Overexpression of the MtrC-MtrD-MtrE Efflux Pump Due to an mtrR Mutation Is Required for Chromosomally Mediated Penicillin Resistance in Neisseria gonorrhoeae
Wendy L. Veal,1,2 Robert A. Nicholas,3 and William M. Shafer1,2*
Department of Microbiology and Immunology, Emory University School of Medicine, Atlanta, Georgia 30322,1
Laboratories of Bacterial Pathogenesis, Medical Research Service, VA Medical Center, Decatur, Georgia 30033,2
Department of Pharmacology, University of North Carolina at Chapel Hill, Chapel Hill, North Carolina 27599-73653
Received 9 May 2002/
Accepted 8 July 2002
The importance of the mtrCDE-encoded efflux pump in conferring chromosomally mediated penicillin resistance on certain strains of Neisseria gonorrhoeae was determined by using genetic derivatives of penicillin-sensitive strain FA19 bearing defined mutations (mtrR, penA, and penB) donated by a clinical isolate (FA6140) expressing high-level resistance to penicillin and antimicrobial hydrophobic agents (HAs). When introduced into strain FA19 by transformation, a single base pair deletion in the mtrR promoter sequence from strain FA6140 was sufficient to provide high-level resistance to HAs (e.g., erythromycin and Triton X-100) but only a twofold increase in resistance to penicillin. When subsequent mutations in penA and porIB were introduced from strain FA6140 into strain WV30 (FA19 mtrR) by transformation, resistance to penicillin increased incrementally up to a MIC of 1.0 µg/ml. Insertional inactivation of the gene (mtrD) encoding the membrane transporter component of the Mtr efflux pump in these transformant strains and in strain FA6140 decreased the MIC of penicillin by 16-fold. Genetic analyses revealed that mtrR mutations, such as the single base pair deletion in its promoter, are needed for phenotypic expression of penicillin and tetracycline resistance afforded by the penB mutation. As penB represents amino acid substitutions within the third loop of the outer membrane PorIB protein that modulate entry of penicillin and tetracycline, the results presented herein suggest that PorIB and the MtrC-MtrD-MtrE efflux pump act synergistically to confer resistance to these antibiotics.

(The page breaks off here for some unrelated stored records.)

PR #387, opened 2020-04-24
Marlin SD card rework

XPila:
BFW-719


src/common/marlin_client.c
```diff
@@ -140,6 +130,7 @@ void marlin_client_loop(void) {
             if (client->flags & MARLIN_CFLG_LOWHIGH) {
                 *(((uint32_t *)(&msg)) + 1) = ose.value.v; //store high dword
                 _process_client_message(client, msg);      //call handler
+                variant8_done(&msg);
```
DRracer, line 133: are you 100% sure the pointer held in `msg` is to be dealocated here calling `variant8_done`?

src/common/marlin_client.c
```diff
@@ -732,17 +666,17 @@ uint32_t _wait_ack_from_server(uint8_t client_id) {
 
 // process message on client side (set flags, update vars etc.)
 void _process_client_message(marlin_client_t *client, variant8_t msg) {
-    char var_str[16];
+    char var_str[128];
```
DRracer, line 669: Magical constant? What is the reason for making it bigger? Did you check stack usage?

src/common/marlin_vars.c
```diff
@@ -243,6 +270,18 @@ void marlin_vars_value_to_str(marlin_vars_t *vars, uint8_t var_id, char *str) {
...
+            sprintf(str, "%u", (unsigned int)(vars->media_inserted));
+            break;
+        case MARLIN_VAR_PRNSTATE:
+            sprintf(str, "%u", (unsigned int)(vars->print_state));
+            break;
+        case MARLIN_VAR_FILENAME:
+            sprintf(str, "%s", vars->media_file_name);
+            break;
+        case MARLIN_VAR_FILEPATH:
+            sprintf(str, "%s", vars->media_file_path);
```
DRracer, line 283: snprintf at least when formatting texts

src/common/marlin_client.c
XPila: yes, this is the right place - immediately after message processed.

src/common/marlin_client.c
XPila: this buffer is just for trace I will make define and limit output with snprintf.

src/wui/wui.c
```diff
@@ -47,9 +48,7 @@ void update_web_vars(void) {
     web_vars.print_dur = wui.wui_marlin_vars->print_duration;
     web_vars.sd_precent_done = wui.wui_marlin_vars->sd_percent_done;
     web_vars.sd_printing = wui.wui_marlin_vars->sd_printing;
-    if (marlin_event(MARLIN_EVT_GFileChange)) {
-        marlin_get_printing_gcode_name(web_vars.gcode_name);
-    }
+    web_vars.gcode_name = wui.wui_marlin_vars->media_file_name;
```
joshymjose, line 51: how the other clients get informed about the file change?

XPila: filename is now variable, client can check change flag for this variable:
if (marlin_change_clr(MARLIN_VAR_FILENAME))
filename variable is changed when printing started

src/common/marlin_client.c
XPila: commit aa4f145

src/common/marlin_vars.c
XPila: aa4f145

src/common/media.cpp
```diff
@@ -0,0 +1,172 @@
...
+
+void media_print_resume(void) {
+    if (media_print_state == media_print_state_PAUSED) {
+        if (f_open(&media_print_fil, media_print_filepath, FA_READ) == FR_OK) {
+            if (f_lseek(&media_print_fil, media_current_position) == FR_OK)
+                media_print_state = media_print_state_PRINTING;
+            else
+                f_close(&media_print_fil);
+        }
+    }
```
dragomirecky, line 106: Again, what if any of these functions fail?

src/common/media.cpp
```diff
@@ -0,0 +1,172 @@
...
+}
+
+void media_loop(void) {
+    _usbhost_reenum();
+    if (media_print_state == media_print_state_PRINTING) {
+        char buffer[MAX_CMD_SIZE + 1];
+        char *pch;
+        if (!f_eof(&media_print_fil))              //check eof
+            while (queue.length < (BUFSIZE - 1)) { //keep one free slot for serial commands
+                if (f_gets(buffer, MAX_CMD_SIZE, &media_print_fil)) {
```
dragomirecky, line 128: What if `f_gets` returns two (or more) lines in the buffer? It looks to me this throws them away, but maybe I am missing something.

src/gui/guimain.c
```diff
@@ -67,6 +66,9 @@ static void _gui_loop_cb() {
     marlin_client_loop();
 }
 
+char gui_media_filename[FILE_NAME_MAX_LEN + 1];
+char gui_media_filepath[FILE_PATH_MAX_LEN + 1];
+
```
dragomirecky, line 71: `static`

src/gui/screen_home.cpp
```diff
@@ -243,8 +246,9 @@ static bool find_latest_gcode(char *fpath, int fpath_len, char *fname, int fname
 
         if ((fname[0] == 0 || is_newer) && !skip) {
             const char *short_name = current_finfo.altname[0] ? current_finfo.altname : current_finfo.fname;
-            snprintf(fpath, fpath_len, "/%s", short_name);
-            snprintf(fname, fname_len, "%s", current_finfo.fname);
+            fpath[0] = '/';
+            strncpy(fpath + 1, short_name, fpath_len - 1);
+            strncpy(fname, current_finfo.fname, fname_len);
```
dragomirecky, line 251: `strlcpy`

src/gui/screen_printing.cpp
```diff
@@ -484,9 +462,9 @@ int screen_printing_event(screen_t *screen, window_t *window, uint8_t event, voi
             if (gui_msgbox("Are you sure to stop this printing?",
                     MSGBOX_BTN_YESNO | MSGBOX_ICO_WARNING | MSGBOX_DEF_BUTTON1)
                 == MSGBOX_RES_YES) {
-                abort_print(screen);
-                screen_close();
-                return 1;
+                marlin_print_abort();
+                //                screen_close();
+                //                return 1;
```
dragomirecky, line 467: Why is it commented out?

src/common/marlin_client.c
XPila: Resource is allocated in function marlin_vars_get_var, variant8_done does nothing in case of nonpointer type or empty data. Each client will receive own copy.

include/marlin/Configuration_A3ides_2209_MINI_adv.h
```diff
@@ -1348,7 +1348,7 @@
     #define FILAMENT_CHANGE_ALERT_BEEPS 10 // Number of alert beeps to play when a response is needed.
     #define PAUSE_PARK_NO_STEPPER_TIMEOUT // Enable for XYZ steppers to stay powered on during filament change.
 
-    #define PARK_HEAD_ON_PAUSE // Park the nozzle during pause and filament change.
+//    #define PARK_HEAD_ON_PAUSE // Park the nozzle during pause and filament change.
```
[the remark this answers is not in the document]
XPila: Screen_printing will be refactored soon (4.1.0), I will keep commented code for reference.
SD card and pause and printing state machine is completely reworked in this pull, maybe the title is confusing. Radek Vana will continue to use new pause in filament load/unlad, PAUSE_FEATURE and NOZZLE_PARK_FEATURE will be completely removed just like HOST_ACTIONS. This is not done in this pull, because we need keep filament load/unload functionality in 4.1.0 beta until new implementation will be ready.

src/gui/screen_printing.cpp
XPila: This is because new implementation is waiting for the stop state, stop is now asynchronous (parking head...). Also i changed the behavior and after stop print you can now "reprint". Maybe it will be better than previous behavior, maybe we will return to previous behavior. We can discuse.

src/common/media.cpp
XPila: I think this is clear - media_print_state stay unchanged and user can repeat resume action.

src/common/media.cpp
XPila: f_gets returns single lines, please read http://elm-chan.org/fsw/ff/doc/gets.html. But other case is not solved here - lines longer than buffer size are returned by parts and this generates parser error. I will fix this in some next pull.

XPila: lines longer than buffer is issue BFW-719/4

src/common/appmain.cpp
```diff
@@ -197,30 +198,6 @@ void app_tim14_tick(void) {
...
-        if ((timer) && (hUsbHostHS.gState == HOST_ENUMERATION) && (hUsbHostHS.EnumState == ENUM_IDLE)) {
-            // longer than 500ms
-            if ((tick - timer) > 500) {
-                _dbg("USB host reenumerating"); // trace
-                USBH_ReEnumerate(&hUsbHostHS);  // re-enumerate UsbHost
-            }
-        } else // otherwise update timer
-            timer = tick;
-    }
-}
```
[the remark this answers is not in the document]
XPila: Usb reenum is now handled in module "media", usb reenum is dirty hack and will be removed (i hope) after usb driver update. Functionality is unchanged.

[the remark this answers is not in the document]
dragomirecky: I just realized you only moved this to another file. My bad!

include/marlin/Configuration_A3ides_2209_MINI_adv.h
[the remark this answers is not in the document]
dragomirecky: Ok!

src/common/media.h
```diff
@@ -0,0 +1,52 @@
...
+
+extern media_print_state_t media_print_get_state(void);
+
+extern uint32_t media_print_get_size(void);
+
+extern uint32_t media_print_get_position(void);
+
+extern void media_loop(void);
+
+extern void media_set_inserted(uint8_t inserted);
```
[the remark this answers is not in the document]
dragomirecky: Do you disagree with me, that `bool` should be used for boolean values?

Or do you just think, that this can be refactored even further – into two separate functions?

src/common/media.cpp
dragomirecky: Yep, that's what I was missing. Seems fine then :)

src/common/media.h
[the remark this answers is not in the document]
RadekVana: I try to avoid `bool` parameters if possible.
I especially do not like `void set_something(bool set);`
I have nothing against `bool `return value or variables.
In this case I think it should be refactored even further.

I would have nothing against
`void media_set_state(some_enum state);`
since it can be extended with more states like disabled.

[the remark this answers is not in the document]
RadekVana: But 

> void media_set_inserted();
> void media_clear_inserted();

seems most clear to me.

src/common/marlin_client.c
```diff
@@ -16,22 +16,16 @@
...
-						MARLIN_VAR_MSK(MARLIN_VAR_POS_X) | \
-						MARLIN_VAR_MSK(MARLIN_VAR_POS_Y) | \
-						MARLIN_VAR_MSK(MARLIN_VAR_POS_Z) | \
-						MARLIN_VAR_MSK(MARLIN_VAR_POS_E) )*/
+//trace variable change notifications (client side), to disable trace undef DBG_VAR_MSK
+#define DBG_VAR     DBG
+#define DBG_VAR_MSK (MARLIN_VAR_MSK_ALL & ~MARLIN_VAR_MSK_TEMP_ALL)
+
+//maximum string length for DBG_VAR
+#define DBG_VAR_STR_MAX_LEN 128
```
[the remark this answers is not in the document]
XPila: fixed commit 97212a6

src/common/marlin_vars.c
```diff
@@ -177,74 +188,102 @@ void marlin_vars_set_var(marlin_vars_t *vars, uint8_t var_id, variant8_t var) {
...
+            break;
+        case MARLIN_VAR_FILENAME:
+            snprintf(str, size, "%s", vars->media_file_name);
+            break;
+        case MARLIN_VAR_FILEPATH:
+            snprintf(str, size, "%s", vars->media_file_path);
             break;
         default:
-            sprintf(str, "???");
+            snprintf(str, size, "???");
```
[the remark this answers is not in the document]
XPila: commit 472123a
in real this cannot happened because filename and filepath is read only, but I fixed it. We plan replace marlin_server input character queue with same message queue used for clients, so all this code will be deleted, but we cannot manage this in 4.1.0 beta.

src/common/marlin_client.c
```diff
@@ -582,6 +543,16 @@ void marlin_quick_stop(void) {
     _wait_ack_from_server(client->id);
 }
 
+void marlin_print_start(const char *filename) {
+    char request[MARLIN_MAX_REQUEST];
+    marlin_client_t *client = _client_ptr();
+    if (client == 0)
+        return;
+    sprintf(request, "!pstart %s", filename);
```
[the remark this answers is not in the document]
XPila: commit c313329

src/gui/screen_home.cpp
XPila: commit 7abfd1b

src/common/appmain.cpp
```diff
@@ -28,12 +28,14 @@
...
 #include "safe_state.h"
 #include "crc32.h"
+#include "ff.h"
 
 #include <Arduino.h>
 #include "trinamic.h"
 #include "../Marlin/src/module/configuration_store.h"
 #include "../Marlin/src/module/temperature.h"
 #include "../Marlin/src/module/probe.h"
+#include "../Marlin/src/gcode/queue.h"
```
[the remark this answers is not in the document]
XPila: commit  97730a9
removed also temperature and probe

src/common/marlin_vars.c
```diff
@@ -30,7 +30,10 @@ const char *__var_name[] = {
     "SD_PRINT",
     "SD_PDONE",
     "DURATION",
-    "FSENSOR",
+    "MEDIAINS",
+    "PRN_STAT",
+    "FILENAME",
+    "FILEPATH",
 };
```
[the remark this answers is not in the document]
XPila: commit 8f5b4e5

src/common/marlin_server.cpp
```diff
@@ -37,31 +36,25 @@
...
 #pragma pack(push)
 #pragma pack(1)
 
 typedef struct _marlin_server_t {
-    char gcode_name[GCODE_NAME_MAX_LEN + 1];         // printing gcode name
-    uint16_t flags;                                  // server flags (MARLIN_SFLG)
-    uint64_t notify_events[MARLIN_MAX_CLIENTS];      // event notification mask
-    uint64_t notify_changes[MARLIN_MAX_CLIENTS];     // variable change notification mask
-    marlin_vars_t vars;                              // cached variables
-    char request[MARLIN_MAX_REQUEST];                //
```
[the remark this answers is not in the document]
XPila: maybe we should adjust clang-format, I thing comments are ALWAYS better formatted by hand.

src/common/marlin_server.cpp
```diff
@@ -322,7 +314,6 @@ int marlin_server_idle(void) {
     else if ((marlin_server.flags & MARLIN_SFLG_BUSY) == 0) {
         //_dbg("SVR: BUSY");
         marlin_server.flags |= MARLIN_SFLG_BUSY;
-        _send_notify_event(MARLIN_EVT_Busy, 0, 0);
         if (parser.command_letter == 'G')
             switch (parser.codenum) {
             case 28:
```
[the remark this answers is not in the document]
XPila: i accepted that your solution is better, but we will remove this part soon, notification should be send directly from implementation of each command.

src/common/media.h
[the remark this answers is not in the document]
dragomirecky: I understand your point and I even agree, that splitting it is the nicer alternative 👍

I was just surprised you disagreed with me, while the only thing I said is „Use bool for boolean values.“. Do you not agree on using `bool` to represent boolean values?

My only point was, that I too often see boolean values being stored in `uint8_t` instead of `bool`.

src/common/marlin_server.cpp
```diff
@@ -157,27 +145,29 @@ void _server_update_pqueue(void);
...
+void _server_update_and_notify(int client_id, uint64_t update);
 
 //-----------------------------------------------------------------------------
 // server side functions
 
 void marlin_server_init(void) {
     int i;
     memset(&marlin_server, 0, sizeof(marlin_server_t));
-    osMessageQDef(serverQueue, 64, uint8_t);
+    osMessageQDef(serverQueue, 128, uint8_t);
```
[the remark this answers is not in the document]
XPila: commit 78bf4d1
also client queue size added to config

src/common/marlin_server.cpp
```diff
@@ -914,54 +994,75 @@ int _process_server_request(char *request) {
...
             }
         }
     }
     //	_dbg("_server_set_var %d %s %s", var_id, name_val_str, val_str);
     return 1;
 }
 
+// update variables defined by 'update' mask and send notification to client that requested updating
+// other clients will receive notification in next cycle
+void _server_update_and_notify(int client_id, uint64_t update) {
```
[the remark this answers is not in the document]
XPila: commit 145a2c6
all private client/server functions changed to "static"

src/common/media.cpp
```diff
@@ -0,0 +1,172 @@
...
+            }
+        } else // otherwise update timer
+            timer = tick;
+    }
+}
+
+uint8_t media_inserted = 0;
+media_error_t media_error = media_error_OK;
+media_print_state_t media_print_state = media_print_state_NONE;
+char media_print_filename[128] = { 0 };
```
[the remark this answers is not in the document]
XPila: commit 2aea0d3

src/gui/screen_home.cpp
```diff
@@ -172,17 +172,20 @@ int screen_home_event(screen_t *screen, window_t *window, uint8_t event, void *p
     if (p_window_header_event_clr(&(pw->header), MARLIN_EVT_MediaInserted) &&
 
         (HAL_GetTick() > 5000)) {
```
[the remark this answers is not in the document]
XPila: commit 2aea0d3

src/common/media.h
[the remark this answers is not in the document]
XPila: I am not happy with bool, finally I have chosen solution with enum.

src/common/marlin_server.cpp
```diff
@@ -76,12 +69,12 @@ typedef struct _marlin_server_t {
     marlin_mesh_t mesh;                              // meshbed leveling
     uint64_t mesh_point_notsent[MARLIN_MAX_CLIENTS]; // mesh point mask (points that are not sent)
     uint64_t update_vars;                            // variable update mask
+    marlin_print_state_t print_state;
+    float resume_pos[4];
```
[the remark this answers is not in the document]
XPila: doc added

src/common/marlin_vars.h
```diff
@@ -29,7 +29,11 @@
 #define MARLIN_VAR_SD_PRINT 0x15 // R:  uint8, card.flag.sdprinting
 #define MARLIN_VAR_SD_PDONE 0x16 // R:  uint8, card.percentDone()
 #define MARLIN_VAR_DURATION 0x17 // R:  uint32, print_job_timer.duration()
-#define MARLIN_VAR_MAX      MARLIN_VAR_DURATION
+#define MARLIN_VAR_MEDIAINS 0x18 // R:  uint8, media_is_inserted()
+#define MARLIN_VAR_PRNSTATE 0x19 // R:  marlin_print_state_t, marlin_server.print_state
+#define MARLIN_VAR_FILENAME 0x1a // R:  char*,
+#define MARLIN_VAR_FILEPATH 0x1b // R:  char*,
+#define MARLIN_VAR_MAX      MARLIN_VAR_FILEPATH
```
RadekVana, line 37: `static_assert(MARLIN_VAR_MAX < 64, "Too many variables");`

src/common/marlin_vars.h
```diff
@@ -50,13 +54,13 @@
...
-    MARLIN_VAR_MSK(MARLIN_VAR_MOTION) | MARLIN_VAR_MSK(MARLIN_VAR_GQUEUE) | MARLIN_VAR_MSK(MARLIN_VAR_PQUEUE) | MARLIN_VAR_MSK_IPOS_XYZE | MARLIN_VAR_MSK_POS_XYZE | MARLIN_VAR_MSK_TEMP_ALL | MARLIN_VAR_MSK(MARLIN_VAR_Z_OFFSET) | MARLIN_VAR_MSK(MARLIN_VAR_FANSPEED) | MARLIN_VAR_MSK(MARLIN_VAR_PRNSPEED) | MARLIN_VAR_MSK(MARLIN_VAR_FLOWFACT) | MARLIN_VAR_MSK(MARLIN_VAR_WAITHEAT) | MARLIN_VAR_MSK(MARLIN_VAR_WAITUSER) | MARLIN_VAR_MSK(MARLIN_VAR_SD_PRINT) | MARLIN_VAR_MSK(MARLIN_VAR_SD_PDONE) | MARLIN_VAR_MSK(MARLIN_VAR_DURATION))
+    MARLIN_VAR_MSK(MARLIN_VAR_MOTION) | MARLIN_VAR_MSK(MARLIN_VAR_GQUEUE) | MARLIN_VAR_MSK(MARLIN_VAR_PQUEUE) | MARLIN_VAR_MSK_IPOS_XYZE | MARLIN_VAR_MSK_POS_XYZE | MARLIN_VAR_MSK_TEMP_ALL | MARLIN_VAR_MSK(MARLIN_VAR_Z_OFFSET) | MARLIN_VAR_MSK(MARLIN_VAR_FANSPEED) | MARLIN_VAR_MSK(MARLIN_VAR_PRNSPEED) | MARLIN_VAR_MSK(MARLIN_VAR_FLOWFACT) | MARLIN_VAR_MSK(MARLIN_VAR_WAITHEAT) | MARLIN_VAR_MSK(MARLIN_VAR_WAITUSER) | MARLIN_VAR_MSK(MARLIN_VAR_SD_PRINT) | MARLIN_VAR_MSK(MARLIN_VAR_SD_PDONE) | MARLIN_VAR_MSK(MARLIN_VAR_DURATION) | MARLIN_VAR_MSK(MARLIN_VAR_PRNSTATE) | MARLIN_VAR_MSK(MARLIN_VAR_FILENAME) | MARLIN_VAR_MSK(MARLIN_VAR_FILEPATH))
```
RadekVana, line 63:
```
#include <limits.h>
#if MARLIN_VAR_MAX  == 63  
#define MARLIN_VAR_MSK_ALL ULLONG_MAX
#else
#define MARLIN_VAR_MSK_ALL ((((uint64_t)1)<<(MARLIN_VAR_MAX+1))-1)
#endif
```

RadekVana: no need for that `#if`
`#define MARLIN_VAR_MSK_ALL ((((uint64_t)1)<<(MARLIN_VAR_MAX+1))-(uint64_t)1)`
shold do since 1 << 64 == 0 and 0-1 ==   MARLIN_VAR_MAX

src/common/marlin_client.c
DRracer: ok, in this case the code path seems to be deterministic

src/common/marlin_vars.c
```diff
@@ -98,6 +101,14 @@ variant8_t marlin_vars_get_var(marlin_vars_t *vars, uint8_t var_id) {
             return variant8_ui8(vars->sd_percent_done);
         case MARLIN_VAR_DURATION:
             return variant8_ui32(vars->print_duration);
+        case MARLIN_VAR_MEDIAINS:
+            return variant8_ui8(vars->media_inserted);
+        case MARLIN_VAR_PRNSTATE:
+            return variant8_ui8(vars->print_state);
+        case MARLIN_VAR_FILENAME:
+            return variant8_pchar(vars->media_file_name, 0, 1);
```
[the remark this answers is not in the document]
DRracer: That's the dangerous part of the API - init==true means, the variant shall make a copy of the input string.
THE most deadly part of it is, that the variant doesn't remember, if it own the memory - thus the programmer must decide, whether to call variant_done() on destruction or not.
Everyone, who had to do something with strings and variants so far, failed to do it well.

src/common/marlin_vars.h
DRracer: there is even a non-standard static assert for plain C in gcc

src/wui/wui_vars.h
```diff
@@ -7,7 +7,7 @@
 #define Y_AXIS_POS 1
 #define Z_AXIS_POS 2
 typedef struct {
-    char gcode_name[GCODE_NAME_MAX_LEN + 1];
+    char *gcode_name;
```
DRracer, line 10: @joshymjose @XPila 
in case this var was previously used only as a temporary buffer to store the filename being printed, sholdn't it now be a const char * to prevent accidental write into it?

src/usb_host.c
```diff
@@ -132,19 +131,17 @@ static void USBH_UserProcess(USBH_HandleTypeDef *phost, uint8_t id) {
...
         FRESULT result = f_mount(&USBHFatFS, (TCHAR const *)USBHPath, 0);
         if (result == FR_OK)
-            media_set_inserted(true);
-        else {
-            // TODO: inform the user
-            _dbg("disk not mounted; error: %d", result);
-        }
+            media_set_inserted();
+        else
+            media_set_error(media_error_MOUNT);
```
DRracer, line 144: How do we visualize this for the user? Do we have an icon for this state, so that our tech-support guys can immediately tell the user, that his USB flash wasn't recognized?

src/gui/wizard/xyzcalib.c
```diff
@@ -80,9 +79,8 @@ int xyzcalib_xy_measure(int16_t id_body, xyzcalib_screen_t *p_screen, xyzcalib_d
             "points");
         window_set_icon_id(p_screen->icon.win.id, IDR_PNG_wizard_icon_measure);
         marlin_gcode("G29");
-        while (!(marlin_busy() || marlin_motion()))
-            osDelay(10);
-    } else if (!(marlin_busy() || marlin_motion()))
+        marlin_event_clr(MARLIN_EVT_CommandEnd);
+    } else if (marlin_event_clr(MARLIN_EVT_CommandEnd))
```
DRracer, line 83: error-prone and hard-to-read - I'm missing the { } for this if-block.

src/gui/window_header.c
```diff
@@ -58,7 +56,7 @@ void window_header_init(window_header_t *window) {
     window->icons[HEADER_ICON_WIFI] = HEADER_ISTATE_OFF;
     window->label = NULL;
 
-    if (media_is_inserted()) {
+    if (marlin_vars()->media_inserted) {
```
DRracer, line 59: what shall be displayed in case of a mount-error?

src/gui/screen_printing.cpp
```diff
@@ -779,11 +743,49 @@ void set_stop_icon_and_label(screen_t *screen) {
 }
 
 void change_print_state(screen_t *screen, printing_state_t st) {
-    _dbg("printstate %d entered", (int)st);
+    //_dbg("printstate %d entered", (int)st);
```
DRracer, line 746: is this comment block still relevant?

src/gui/screen_printing.cpp
```diff
@@ -404,6 +376,10 @@ int screen_printing_event(screen_t *screen, window_t *window, uint8_t event, voi
         close_popup_message(screen);
     }
 
+    /*    if (Lock::IsLocked())
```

* Corresponding author. Mailing address: Department of Microbiology and Immunology, Emory University School of Medicine, Atlanta, GA 30322. Phone: (404) 728-7688. Fax: (404) 329-2210. E-mail:
wshafer{at}emory.edu.
Journal of Bacteriology, October 2002, p. 5619-5624, Vol. 184, No. 20
0021-9193/02/$04.00+0 DOI: 10.1128/JB.184.20.5619-5624.2002
Copyright © 2002, American Society for Microbiology. All Rights Reserved.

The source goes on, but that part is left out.